--- Aim of the task ---
An exact copy of the entries is needed, with every line included.

--- Saved entries ---
PR #2376, opened 2022-04-13
updated Microsoft.OData.Core.Tests and Microsoft.OData.Core reference…

### LINKED ISSUE #2296: Some projects in the OData.E2E solution always rebuild
`Commander.Common`, `Microsoft.OData.Core`, `Microsoft.Data.Web.Design.T4`, `Microsoft.OData.Service`, and `AstoriaTestFramework` always rebuild when the OData.E2E solution is built, even if no changes have been made.

corranrogue9:
…s to Microsoft.Bcl.AsyncInterfaces to not conflict with other packages

### Issues

*This pull request fixes #2296.*

### Description

*The `Microsoft.OData.Core.Tests project does not support incremental builds, and therefore always rebuilds even if no changes have occurred. This is due to a conflict in the version of `Microsoft.Bcl.AsyncInterfaces`. It is currently using version 5.0.0, while other projects in the repo reference a nuget packages which depends on version 1.0.0.*

- [ ] *Test cases added*

### DIFF
--- a/src/Microsoft.OData.Core/Microsoft.OData.Core.csproj
+++ b/src/Microsoft.OData.Core/Microsoft.OData.Core.csproj
@@ -96,4 +96,10 @@
       <Version>6.0.3</Version>
     </PackageReference>
   </ItemGroup>
+
+  <ItemGroup Condition="'$(TargetFramework)' == 'netstandard2.0'">
+    <PackageReference Include="Microsoft.Bcl.AsyncInterfaces">
+      <Version>5.0.0</Version>
+    </PackageReference>
+  </ItemGroup>
 </Project>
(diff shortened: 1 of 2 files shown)


src/Microsoft.OData.Core/Microsoft.OData.Core.csproj
```diff
@@ -92,9 +92,6 @@
   </ItemGroup>
 
   <ItemGroup Condition="'$(TargetFramework)' == 'netstandard2.0'">
-    <PackageReference Include="Microsoft.Bcl.AsyncInterfaces">
```
xuzhg, line 95: is it a breaking changes to downgrade the dependency version? 

Why can't we upgrade the dependency version in the test project?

--- Completed exercise ---
PR #2376, opened 2022-04-13
updated Microsoft.OData.Core.Tests and Microsoft.OData.Core reference…

### LINKED ISSUE #2296: Some projects in the OData.E2E solution always rebuild
`Commander.Common`, `Microsoft.OData.Core`, `Microsoft.Data.Web.Design.T4`, `Microsoft.OData.Service`, and `AstoriaTestFramework` always rebuild when the OData.E2E solution is built, even if no changes have been made.

corranrogue9:
…s to Microsoft.Bcl.AsyncInterfaces to not conflict with other packages

### Issues

*This pull request fixes #2296.*

### Description

*The `Microsoft.OData.Core.Tests project does not support incremental builds, and therefore always rebuilds even if no changes have occurred. This is due to a conflict in the version of `Microsoft.Bcl.AsyncInterfaces`. It is currently using version 5.0.0, while other projects in the repo reference a nuget packages which depends on version 1.0.0.*

- [ ] *Test cases added*

### DIFF
--- a/src/Microsoft.OData.Core/Microsoft.OData.Core.csproj
+++ b/src/Microsoft.OData.Core/Microsoft.OData.Core.csproj
@@ -96,4 +96,10 @@
       <Version>6.0.3</Version>
     </PackageReference>
   </ItemGroup>
+
+  <ItemGroup Condition="'$(TargetFramework)' == 'netstandard2.0'">
+    <PackageReference Include="Microsoft.Bcl.AsyncInterfaces">
+      <Version>5.0.0</Version>
+    </PackageReference>
+  </ItemGroup>
 </Project>
(diff shortened: 1 of 2 files shown)


src/Microsoft.OData.Core/Microsoft.OData.Core.csproj
```diff
@@ -92,9 +92,6 @@
   </ItemGroup>
 
   <ItemGroup Condition="'$(TargetFramework)' == 'netstandard2.0'">
-    <PackageReference Include="Microsoft.Bcl.AsyncInterfaces">
```
xuzhg, line 95: is it a breaking changes to downgrade the dependency version? 

Why can't we upgrade the dependency version in the test project?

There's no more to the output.